In terms of its support for Ukrainian refugees, as a percentage of its GDP, the US has spent so little that you cannot even see it on the visual graphic of per-country refugee support published by the UST.
While the US and the EU have committed respectively about $15.9 and $31.8 billion in financial aid, most of that has yet to be disbursed. Large amounts are coming in the form of loans not grants, and many have various strings attached that require Ukraine to implement one or another pro-market “reform,” i.e., privatization, spending cuts or other measures that will make the rich of the world even richer.
In addition, a portion of the money foreign states and institutions are providing the country is simply being used to pay off debt it owes to these very lenders. A December 5 comment published by the Carnegie Endowment for International Peace noted that the IMF has refused to defer Ukraine’s debt repayments, such that Kiev was “on track to pay back more than it was receiving from the IMF in 2022.”
With a small change made in October as part of the IMF’s emergency financing program known as the Food Shock Window, the situation shifted slightly. By the end of 2022, Ukraine will have received $2.7 billion in aid from the IMF and paid it $2.4 billion, accumulating in the process another $300 million in debt. In comparison to the IMF, other creditors did Ukraine a kindness and granted the country in August—five months after the war began and its treasury was bled white—a two-year freeze on its Eurobond payments.
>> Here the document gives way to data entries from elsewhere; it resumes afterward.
PR #3825, opened 2025-04-04
Update documentation for IceBox and Ice::Service

bernardnormier:


cpp/include/Ice/Service.h
```diff
@@ -91,120 +67,88 @@ namespace Ice
...
+        /// program processes its command-line options and calls #run. To run as a Win32 service or Unix daemon, the
+        /// program must first call `configureService` or #configureDaemon, respectively.
+        /// @param argc The number of arguments in @p argv.
         /// @param argv The command-line arguments.
-        /// @param initData Configuration data for the new Communicator.
+        /// @param initData Configuration data for the new communicator.
         /// @return The application's exit status: EXIT_FAILURE or EXIT_SUCCESS.
         int run(int argc, const char* const argv[], InitializationData initData = {});
 
 #ifdef _WIN32
```
bernardnormier, line 104: This `#ifdef _WIN32` doc doesn't work, obviously. 

We could define _WIN32 when building the doc, but then we'd lose the `#else`. A solution would be to split this class in Ice::WindowsService and Ice::DaemonService, and document both ... but quite a bit of work for this rarely used class.

Maybe we should deprecate this class for Ice 3.8?

cpp/include/Ice/Service.h
```diff
@@ -20,19 +20,18 @@ namespace Ice
...
         virtual ~Service();
 
-        /// Shutdown the service. The default implementation invokes shutdown()
-        /// on the communicator.
+        /// Shuts down the service. The default implementation calls Communicator::shutdown.
         virtual bool shutdown();
 
-        /// Notify the service about a signal interrupt. The default
-        /// implementation invokes shutdown().
+        /// Notifies the service that the program received a signal. The default implementation calls #shutdown.
```
pepone, line 31: What about documenting what signals.

cpp/include/Ice/Service.h
```diff
@@ -91,120 +67,88 @@ namespace Ice
...
-        /// command-line options. Instead of invoking main(), the
-        /// program processes its command-line options and invokes
-        /// run(). To run as a Win32 service or Unix daemon, the
-        /// program must first invoke configureService() or
-        /// configureDaemon(), respectively.
-        ///
-        /// @param argc Specifies the number of arguments in argv.
+        /// Alternative entry point for services that use their own command-line options. Instead of calling #main, the
+        /// program processes its command-line options and calls #run. To run as a Win32 service or Unix daemon, the
+        /// program must first call `configureService` or #configureDaemon, respectively.
```
pepone, line 97: Why do we use different notation for configureService and configureDaemon?

cpp/include/Ice/Service.h
```diff
@@ -91,120 +67,88 @@ namespace Ice
...
 
     protected:
-        /// Prepares a service for execution, including the creation and
-        /// activation of object adapters and servants.
-        /// @param argc Specifies the number of arguments in argv.
+        /// Prepares a service for execution, including the creation and activation of object adapters and servants.
+        /// @param argc The number of arguments in @p argv.
         /// @param argv The command-line arguments.
-        /// @param status The exit status, which is returned by main
+        /// @param status The exit status, which is returned by #main.
```
pepone, line 134: Don't we need to mark it as out?

pepone (approved):

cpp/include/Ice/Service.h
bernardnormier: Because `configureService` is not documented, it's a _WIN32-only function,

cpp/include/Ice/Service.h
bernardnormier: Yes, fixed.

cpp/include/Ice/Service.h
pepone: For `Ice/SSL/ClientAuthenticationOptions.h`

I use 

```
#if defined(ICE_USE_SCHANNEL)
endif

#if defined(ICE_USE_SECURE_TRANSPORT)
endif
```

This way doxygen would seem both, but maybe not worth here.

cpp/include/Ice/Service.h
bernardnormier: I could document it with ICE_DOXYGEN.

externl (approved):

bernardnormier:
I simplified Ice::Service based on our usage.

cpp/include/Ice/Service.h
```diff
@@ -43,168 +43,77 @@ namespace Ice
...
-        ///
-        /// If --service or --daemon are specified, the program runs as
-        /// a service, otherwise the program runs as a regular foreground
-        /// process. Any service-specific (and Ice-specific) options
-        /// are stripped from argv (just as for Ice::initialize()).
-        ///
-        /// @param args The command-line arguments.
-        /// @param initData Configuration data for the new Communicator.
-        /// @return The application's exit status: EXIT_FAILURE or EXIT_SUCCESS.
-        int main(const StringSeq& args, InitializationData initData = {});
```
bernardnormier, line 102: Removed because we never call this function.

cpp/include/Ice/Service.h
```diff
@@ -43,168 +43,77 @@ namespace Ice
...
-        /// program processes its command-line options and invokes
-        /// run(). To run as a Win32 service or Unix daemon, the
-        /// program must first invoke configureService() or
-        /// configureDaemon(), respectively.
-        ///
-        /// @param argc Specifies the number of arguments in argv.
-        /// @param argv The command-line arguments.
-        /// @param initData Configuration data for the new Communicator.
-        /// @return The application's exit status: EXIT_FAILURE or EXIT_SUCCESS.
-        int run(int argc, const wchar_t* const argv[], InitializationData initData = {});
```
bernardnormier, line 134: Removed because never called.

cpp/include/Ice/Service.h
```diff
@@ -43,168 +43,77 @@ namespace Ice
...
-        /// program processes its command-line options and invokes
-        /// run(). To run as a Win32 service or Unix daemon, the
-        /// program must first invoke configureService() or
-        /// configureDaemon(), respectively.
-        ///
-        /// @param argc Specifies the number of arguments in argv.
-        /// @param argv The command-line arguments.
-        /// @param initData Configuration data for the new Communicator.
-        /// @return The application's exit status: EXIT_FAILURE or EXIT_SUCCESS.
-        int run(int argc, const char* const argv[], InitializationData initData = {});
```
bernardnormier, line 148: Moved to `private:`

cpp/include/Ice/Service.h
externl: Surprising.

externl (approved):

cpp/include/Ice/Service.h
bernardnormier: We actually use it in the implementation of the wchar main, so I restored it.

cpp/include/Ice/Service.h
```diff
@@ -43,44 +43,22 @@ namespace Ice
...
-        /// If --service or --daemon are specified, the program runs as
-        /// a service, otherwise the program runs as a regular foreground
-        /// process. Any service-specific (and Ice-specific) options
-        /// are stripped from argv (just as for Ice::initialize()).
-        ///
-        /// @param argc Specifies the number of arguments in argv.
-        /// @param argv The command-line arguments.
-        /// @param initData Configuration data for the new Communicator.
-        /// @return The application's exit status: EXIT_FAILURE or EXIT_SUCCESS.
+#if defined(_WIN32) || defined(ICE_DOXYGEN)
```
pepone, line 55: Why is the `ICE_DOXYGEN` required:

I thought that with our setup that sets `MACRO_EXPANSION=yes` that wouldn't be required.
 
```
# If the MACRO_EXPANSION tag is set to YES, doxygen will expand all macro names
# in the source code. If set to NO, only conditional compilation will be
# performed. Macro expansion can be done in a controlled way by setting
# EXPAND_ONLY_PREDEF to YES.
# The default value is: NO.
# This tag requires that the tag ENABLE_PREPROCESSING is set to YES.

MACRO_EXPANSION        = YES
```

pepone (approved):

cpp/include/Ice/Service.h
bernardnormier: We use ICE_DOXYGEN for conditional "compilation" when generating doc with Doxygen. Our Doxyfile defines ICE_DOXYGEN. 

It sounds like this MACRO_EXPANSION is an unrelated feature.

Issue #3257, opened 2024-12-11
Should `ice2slice` Use the New `MetadataValidator`?


InsertCreativityHere:
Currently `ice2slice` performs no validation of metadata.
I think it would be preferable to still validate metadata, even if it is 'different' from the other Slice compilers.
We could also co-opt the `MetadataValidator` to issue warnings for metadata that we can't map in new Slice.

bernardnormier:
If ice2slice "translates" Ice metadata into Slice attributes, then it should validate the metadata it consumes. Currently it would be only cs metadata, in addition to non-language-specific metadata.

PR #3827, opened 2025-04-07
Minor 'ice2slice' Fixes

InsertCreativityHere:
This PR:
- fixes a bug in `ice2slice` where it wasn't registering generated files with the `FileTracker`.
- removes an `assert` which caused `ice2slice` to crash when it saw an operation.


cpp/src/Slice/FileTracker.cpp
```diff
@@ -9,12 +9,6 @@
 using namespace IceInternal;
 using namespace std;
 
-const char*
-Slice::FileException::ice_id() const noexcept
-{
-    return "::Slice::FileException";
-}
-
```
InsertCreativityHere, line 17: This exception is only used internally by the Slice compilers.
We never check or care about it's id. So why bother defining it.

cpp/src/Slice/Parser.cpp
```diff
@@ -911,12 +911,9 @@ Slice::Contained::scope() const
...
 Slice::Contained::mappedName() const
 {
-    const string languageName = unit()->languageName();
-    assert(!languageName.empty());
-
     // First check if any 'xxx:identifier' has been applied to this element.
     // If so, we return that instead of the element's Slice identifier.
-    const string metadata = languageName + ":identifier";
+    const string metadata = unit()->languageName() + ":identifier";
     if (auto customName = getMetadataArgs(metadata))
```
InsertCreativityHere, line 917: This assert was to prevent us from calling `mappedName` in `ice2slice` (ice2slice should always use the Slice name).
But, there are helper functions in `libSlice` which use this function; Indirectly causing `ice2slice` to crash.

So I removed the assert.
We can self-police ourselves to not use `mappedName` in `ice2slice`.

cpp/src/ice2slice/Gen.cpp
```diff
@@ -610,11 +611,11 @@ Gen::TypesVisitor::visitSequence(const SequencePtr& p)
             }
             out << "<"
                 // TODO the generic argument must be the IceRPC C# mapped type
-                << typeToString(p->type(), p->scope(), false) << ">\")]";
+                << typeToString(p->type(), scope, false) << ">\")]";
```
InsertCreativityHere, line 614: We already store `p->scope()` in a variable.
No need to keep calling it over and over.

cpp/src/ice2slice/Gen.cpp
```diff
@@ -704,6 +704,7 @@ Gen::TypesVisitor::getOutput(const ContainedPtr& contained)
     {
         string outputName = getOutputName(_fileBase, _modules.size() > 1 ? scope : "");
         unique_ptr<Output> out = make_unique<Output>(outputName.c_str());
+        FileTracker::instance()->addFile(outputName);
```
InsertCreativityHere, line 707: Whenever a Slice compiler creates a file/directory, it should let `FileTracker` know.

For `ice2slice` specifically, it calls `FileTracker::cleanup()` if something goes wrong:
https://github.com/zeroc-ice/ice/blob/ca07ff1899670987053a2d3eb34424c3ff548c2c/cpp/src/ice2slice/Main.cpp#L215-L218 But this call is useless without telling `FileTracker` which files were generated.

pepone (approved):

externl (approved):

cpp/src/Slice/Parser.cpp
```diff
@@ -911,12 +911,9 @@ Slice::Contained::scope() const
 string
 Slice::Contained::mappedName() const
 {
-    const string languageName = unit()->languageName();
-    assert(!languageName.empty());
-
     // First check if any 'xxx:identifier' has been applied to this element.
     // If so, we return that instead of the element's Slice identifier.
-    const string metadata = languageName + ":identifier";
+    const string metadata = unit()->languageName() + ":identifier";
```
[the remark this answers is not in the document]
InsertCreativityHere: That's actually a very sneaky find. I didn't see it, but you're right, a user could use `:identifier` to have an effect here.

But yes, we need to add validation which would reject bogus metadata like this. See: #3257.

cpp/src/Slice/FileTracker.cpp
bernardnormier: Whenever we define a LocalException, it needs to be a proper LocalException, with an ice_id(). We should never "half-define" a LocalException.

InsertCreativityHere: It is now a `runtime_error` instead of a `LocalException`.

It really has no business being a `LocalException` since it doesn't interact at all with the Ice runtime.
And none of the functionality offered by `LocalExecption` was ever used by it.

bernardnormier (approved):

PR #3828, opened 2025-04-07
Remove Usage of Right-Recursion in the Slice Parser

### LINKED ISSUE #3736: Type Checking of Lists Happens in an Unexpected Order
Let's say you have this Slice interface:
```
interface BarIntf extends MyModule, E { ... }
```
Where `MyModule` and `E` are a module and exception.
Of course, neither of these are interfaces, and hence, this is bogus. All good.

But, you'd expect that the error for `MyModule` would come before the error for `E`, since that's the declaration order.
However, they are emitted in reverse order:
```
NotType.ice:16: 'E' is an exception, which cannot be used as a type
NotType.ice:16: 'MyModule' is not a type
```
They also have very different messags, which is sub-optimal.

InsertCreativityHere:
Before this PR, we had a mix of left-recursion and right-recursion in the parser.
You should never use right recursion with LR-parsers (the kind that Bison generates). Taken from the [Bison manual](https://www.gnu.org/software/bison/manual/html_node/Recursion.html) itself:
> you should always use left recursion

Doing this:
- fixes a bug where the parser allowed leading commas in certain lists: `op(, int i);`
- fixes #3736 (where errors were emitted in reverse order)
- fixes the line numbers reported for some errors.

----

For example, compiling this Slice:

```slice
module Hello                   // 1
{                              // 2
    interface MyOperations :   // 3
        Hello,                 // 4
        MyOperations,          // 5
        S                      // 6
    {}                         // 7
}                              // 8
```
(on main) causes these errors:
```
D:/Code/Workspace/ice/test.ice:7: 'S' is not defined
D:/Code/Workspace/ice/test.ice:7: 'MyOperations' is not defined
D:/Code/Workspace/ice/test.ice:7: 'Hello' is not a type
```
The order is reverse of the Slice definition, and they all say line 7, despite being on different lines.

After this PR, the output is:
```
D:/Code/Workspace/ice/test.ice:4: 'Hello' is not a type
D:/Code/Workspace/ice/test.ice:5: 'MyOperations' is not defined
D:/Code/Workspace/ice/test.ice:6: 'S' is not defined
```
Much better.

----

### What the heck is 'Right-Recursion'

Recursive grammar rules are rules that call themselves; often used to handle lists.
Right recursion is when the recursive rule is on the right side, left-recursion is when it's on the left:
```
right_recurse:
    thing ',' right_recurse
vs
left_recurse:
    left_recurse ',' thing
```

Left-recursion matches our intuition that parsing happens left-to-right.
There's also algorithmic/performance reasons which make left recursion much better than right.


cpp/src/Slice/Grammar.y
```diff
@@ -1774,10 +1784,14 @@ out_qualifier
...
-}
-| out_qualifier metadata optional_type_id
+: parameter_list
+| %empty
+;
+
+// ----------------------------------------------------------------------
+parameter_list
+// ----------------------------------------------------------------------
+: out_qualifier metadata optional_type_id
```
InsertCreativityHere, line 1794: Moving `%empty` out of `parameter_list` into an intermediate rule fixes the leading comma bug.
The old semantics was allowing a _parameter_ to be empty, as opposed to a _parameter list_ to be empty.
(Empty just means the empty string).

Ex: this was valid `void op(, int i);` because it was matching the empty string as the first parameter.

cpp/src/Slice/Grammar.y
```diff
@@ -1633,44 +1633,54 @@ ICE_ENUM
...
+| enumerator_list ','
+{
+    $$ = $1;
+}
+| %empty
+{
+    $$ = make_shared<EnumeratorListTok>(); // Empty list
+}
+;
+
```
InsertCreativityHere, line 1656: There was no change to the behavior of enums.
This is to allow trailing commas in enums, after switching to left-recursion.

cpp/src/Slice/Grammar.y
```diff
@@ -1396,7 +1396,7 @@ interface_list
             else
             {
                 cont->checkIntroduced(scoped->v);
-                intfs->v.push_front(def);
+                intfs->v.push_back(def);
```
InsertCreativityHere, line 1399: Another nice effect is now we can use the more natural 'push_back' instead of 'push_front'.

externl (approved):
Looks good to me!

PR #3830, opened 2025-04-07
Rework Ice::SSL and WIN32 doc to use ICE_DOXYGEN

bernardnormier:
This PR updates the Ice::SSL and _WIN32 API doc to use ICE_DOXYGEN.

### DIFF
--- a/cpp/include/Ice/Communicator.h
+++ b/cpp/include/Ice/Communicator.h
@@ -138,7 +138,7 @@ namespace Ice
         /// It is legal to create an object adapter with the empty string as its name. Such an object adapter is
         /// accessible via bidirectional connections or by collocated invocations.
         /// @param name The object adapter name.
-        /// @param serverAuthenticationOptions The SSL configuration properties for server connections.
+        /// @param serverAuthenticationOptions The SSL options for server connections.
         /// @return The new object adapter.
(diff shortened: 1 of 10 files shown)


cpp/include/Ice/Communicator.h
```diff
@@ -138,9 +138,7 @@ namespace Ice
         /// It is legal to create an object adapter with the empty string as its name. Such an object adapter is
         /// accessible via bidirectional connections or by collocated invocations.
         /// @param name The object adapter name.
-        /// @param serverAuthenticationOptions The %SSL configuration properties for server connections.
-        /// The `SSL::ServerAuthenticationOptions` type is an alias to the platform specific %SSL server authentication
-        /// options.
+        /// @param serverAuthenticationOptions The SSL configuration properties for server connections.
```
pepone, line 141: maybe we should say options instead of properties here.

pepone (approved):

externl (approved):

cpp/include/Ice/Communicator.h
bernardnormier: Yes. I replaced all "configuration properties" by "options" when talking about SSL options.

I'd rather reserve the term configuration to Ice properties / config files etc. Not include options classes/structs.

PR #3831, opened 2025-04-07
Undefined Types No Longer Trigger Syntax Errors

### LINKED ISSUE #3735: Uncaught Syntax Error in Operation Syntax
In the 'errorDetection/NotType' test, we (presumably accidentally) used a `:` instead of a `,` to separate these parameters:
https://github.com/zeroc-ice/ice/blob/b344d2f85b7add5011b92db8b55aa6514672364c/cpp/test/Slice/errorDetection/NotType.ice#L27
This should be a syntax error, but there are no syntax errors in the corresponding `.err` file.

InsertCreativityHere:
This PR fixes #3735 (where a bogus  `;` wasn't correctly triggering a syntax error).

----

The Slice parser performs type resolution in the middle of parsing (hence the need for forward declarations).
Normally, this is fine. What isn't fine: if the parser _fails_ to resolve a type, it 'throws' a syntax error.

This is just wrong. `sequence<Foo> MySeq;` is _syntactically valid_ Slice, whether or not `Foo` is defined in scope.
And it causes real problems. Syntax errors are serious errors, they cause the parser to halt normal operation until it hits a recovery point (ie. `;` or `}`). This means it skips over other errors it should be reporting, or could end up in a bad state from which it cannot recover.

----

This PR changes the parser to more gracefully handle undefined types.
Instead of 'throw'ing a syntax error, now the parser returns `nullptr` to signal the type didn't exist, then continues like normal.
Some functions needed to be updated to handle that `TypePtr` could be `nullptr` now. But only functions internal to the parser.
We still report an error for these, so the compiler will immediately stop after the parsing stage.

### DIFF
--- a/cpp/src/Slice/Grammar.cpp
+++ b/cpp/src/Slice/Grammar.cpp
@@ -747,11 +747,11 @@ static const yytype_int16 yyrline[] =
     1646,  1647,  1651,  1660,  1672,  1689,  1695,  1713,  1725,  1729,
     1770,  1776,  1787,  1788,  1794,  1810,  1826,  1838,  1850,  1861,
     1877,  1881,  1890,  1893,  1901,  1902,  1903,  1904,  1905,  1906,
-    1907,  1908,  1909,  1910,  1915,  1919,  1924,  1949,  1979,  1985,
-    1993,  2003,  2018,  2027,  2036,  2071,  2078,  2085,  2097,  2106,
-    2120,  2121,  2122,  2123,  2124,  2125,  2126,  2127,  2128,  2129,
-    2130,  2131,  2132,  2133,  2134,  2135,  2136,  2137,  2138,  2139,
-    2140,  2141,  2142,  2143,  2144,  2145,  2146
+    1907,  1908,  1909,  1910,  1915,  1919,  1924,  1950,  1981,  1987,
+    1995,  2005,  2020,  2029,  2038,  2073,  2080,  2087,  2099,  2108,
+    2122,  2123,  2124,  2125,  2126,  2127,  2128,  2129,  2130,  2131,
+    2132,  2133,  2134,  2135,  2136,  2137,  2138,  2139,  2140,  2141,
+    2142,  2143,  2144,  2145,  2146,  2147,  2148
 };
 #endif
 
@@ -2337,7 +2337,7 @@ yyreduce:
     // It's safe to perform this check in the parser, since we already have enough information to know whether a type
     // can be optional. This is because the only types that can be forward declared (classes/interfaces) have constant
     // values for `usesClasses` (true/false respectively).
-    if (m->type->usesClasses())
+    if (m->type && m->type->usesClasses())
     {
         currentUnit->error("types that use classes cannot be marked with 'optional'");
     }
@@ -2849,7 +2849,7 @@ yyreduce:
     // It's safe to perform this check in the parser, since we already have enough information to know whether a type
     // can be optional. This is because the only types that can be forward declared (classes/interfaces) have constant
     // values for `usesClasses` (true/false respectively).
-    if (m->type->usesClasses())
+    if (m->type && m->type->usesClasses())
     {
         currentUnit->error("types that use classes cannot be marked with 'optional'");
     }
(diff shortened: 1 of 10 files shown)


cpp/test/Slice/errorDetection/WrongProxyType.ice
```diff
@@ -8,12 +8,12 @@ module Test
...
-        void f2(Seq*);
-        void f3(out Seq*);
+        void f2(Seq* s);
+        void f3(out Seq* s);
 
         Dict* f4();
-        void f5(Dict*);
-        void f6(out Dict*);
+        void f5(Dict* s);
+        void f6(out Dict* s);
```
InsertCreativityHere, line 16: All these parameters were missing an identifier.
But because of a type-resolution-error (putting '*' after a sequence is bogus),
this "missing identifier" error was being skipped over.

cpp/test/Slice/errorDetection/Undefined.ice
```diff
@@ -2,8 +2,8 @@
 
 module Test
 {
-    sequence<Foo> FooSequence;
+    sequence<Fake> FooSequence;
     dictionary<Foo, Bar> FooBarDictionary;
-    interface BarIntf extends Foo { void op(); }
-    class BarClass1 extends Foo { long l; }
+    interface BarIntf extends Ping { void op(); }
+    class BarClass1 extends Pong { long l; }
```
InsertCreativityHere, line 8: I made the names different, so it's easier to read the `.err`, and to make the parser has the right line numbers for the right errors.

cpp/test/Slice/errorDetection/Undefined.err
```diff
@@ -1,4 +1,5 @@
-Undefined.ice:5: 'Foo' is not defined
+Undefined.ice:5: 'Fake' is not defined
 Undefined.ice:6: 'Foo' is not defined
-Undefined.ice:7: 'Foo' is not defined
-Undefined.ice:8: 'Foo' is not defined
+Undefined.ice:6: 'Bar' is not defined
```
InsertCreativityHere, line 3: In this line:
`dictionary<Foo, Bar> FooBarDictionary;`
Both `Foo` and `Bar` are undefined, but only `Foo` was reported.
Since the parser skipped ahead to the `;` recovery point, ignoring everything in between.

Now we correctly emit an error for both `Foo` and `Bar` being undefined.

cpp/test/Slice/errorDetection/NotType.ice
```diff
@@ -24,7 +24,7 @@ module Test
 
     interface I
     {
-        E foo(E e1; E e2);
+        E foo(E e1, E e2);
```
InsertCreativityHere, line 27: Using a `;` here is completely bogus.
But we weren't reporting a syntax error, because `E` isn't a valid type.

Now the compiler correctly reported the `;` and I fixed it.

cpp/test/Slice/errorDetection/NotType.err
```diff
@@ -6,6 +6,6 @@ NotType.ice:16: 'E' is an exception, which cannot be used as a type
 NotType.ice:17: 'Mod' is not a type
 NotType.ice:17: 'E' is an exception, which cannot be used as a type
 NotType.ice:22: 'E' is an exception, which cannot be used as a type
-NotType.ice:23: struct 'S' must have at least one member
+NotType.ice:27: 'E' is an exception, which cannot be used as a type
```
InsertCreativityHere, line 9: Another thing this PR fixes, the `struct 'S' must have at least one member` was bogus.

If a field's type didn't exist, the syntax error caused us to skip over the field completely.
Then, when the parser recovered, `S` looked like an empty struct.
```
struct S
{
    FakeType foo;
}
```
But this is obviously bogus. `S is empty` is not the real error here.
The real error is that `FakeType` wasn't a real type.

This has now been fixed.

cpp/test/Slice/errorDetection/IdentAsKeyword.err
```diff
@@ -37,16 +37,20 @@ IdentAsKeyword.ice:37: sequences can only be defined within a module
 IdentAsKeyword.ice:37: keyword 'short' cannot be used as sequence name
 IdentAsKeyword.ice:39: syntax error
 IdentAsKeyword.ice:40: 'moDule' is not defined
+IdentAsKeyword.ice:40: sequences can only be defined within a module
```
InsertCreativityHere, line 40: Added all the errors which were being skipped due to the old 'syntax error' semantics.
You'll notice all these errors come directly after `type is not defined` or `... cannot be used as a type`.

cpp/test/Slice/errorDetection/IdentAsKeyword.ice
```diff
@@ -49,8 +49,8 @@ module Test
     dictionary<long, out> d3;
     dictionary<long, OUT> d4;
 
-    dictionary<void, void> d5;
-    dictionary<VOID, VOID> d6;
+    dictionary<void, voID> d5;
+    dictionary<VOID, VOid> d6;
```
InsertCreativityHere, line 53: I changed the names so I could tell the key-type apart from the element-type in the `.err` file.

cpp/src/Slice/Grammar.y
```diff
@@ -677,7 +677,7 @@ optional_type_id
     // It's safe to perform this check in the parser, since we already have enough information to know whether a type
     // can be optional. This is because the only types that can be forward declared (classes/interfaces) have constant
     // values for `usesClasses` (true/false respectively).
-    if (m->type->usesClasses())
+    if (m->type && m->type->usesClasses())
```
InsertCreativityHere, line 680: There were a handful of places where I had to add checks for `nullptr` before using a `TypePtr` now.

cpp/src/Slice/Grammar.y
```diff
@@ -1929,22 +1929,23 @@ type
     TypeList types = cont->lookupType(scoped->v);
     if (types.empty())
     {
-        YYERROR; // Can't continue, jump to next yyerrok
+        $$ = nullptr;
```
InsertCreativityHere, line 1932: `YYERROR` is a Bison macro which is basically 'throwing a syntax error'.
`$$ = ` is how you set a return value in Bison.

So, instead of throwing a syntax error, we just return `nullptr` now.

cpp/src/Slice/Grammar.cpp
InsertCreativityHere, line 1: `Grammar.cpp` is generated code. No need to read.

externl (approved):

bernardnormier (approved):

Europe’s welcome mat for Ukraine’s 7.9 million refugees is now also being rolled up. The UK’s Homes for Ukraine program is in total crisis, and 14,000 Ukrainians are facing homelessness by Christmas because the government has refused to provide either public housing or adequate aid to British host families. Already, nearly 3,000 refugees, overwhelmingly women and children, are without shelter.
Local officials across Germany are telling the federal government that they no longer have either the facilities or the financial resources to sustain current refugees, much less take more. In Berlin, a tent city near the airport was erected for 3,600 refugees, with little prospect of any sort of permanent housing being provided.
Belgian officials are turning away Ukrainian refugees seeking help with housing. Poland is now charging those staying in government-sponsored facilities for more than four months a daily housing rate. Estonia, uniquely distinguished for its anti-Russian, war-crazed government, declared Tuesday it will not accept any more Ukrainian refugees.
Latvia is imposing a language requirement on those arriving in the country, which as one immigrant advocate pointed out, will simply be used as a means to discriminate against Ukrainians who, despite their desire, cannot learn Latvian because language courses are nowhere to be found.
Hundreds of thousands of Ukrainians are expected to seek entry into Europe during the winter. In addition to telling those currently outside the country not to return, authorities in Ukraine are encouraging those still in the country to leave due to the energy crisis. “If they can find an alternative place to stay for another three or four months, it will be very helpful to the system,” said the chief executive of Ukraine’s largest power supplier, Maxim Timchenko in November.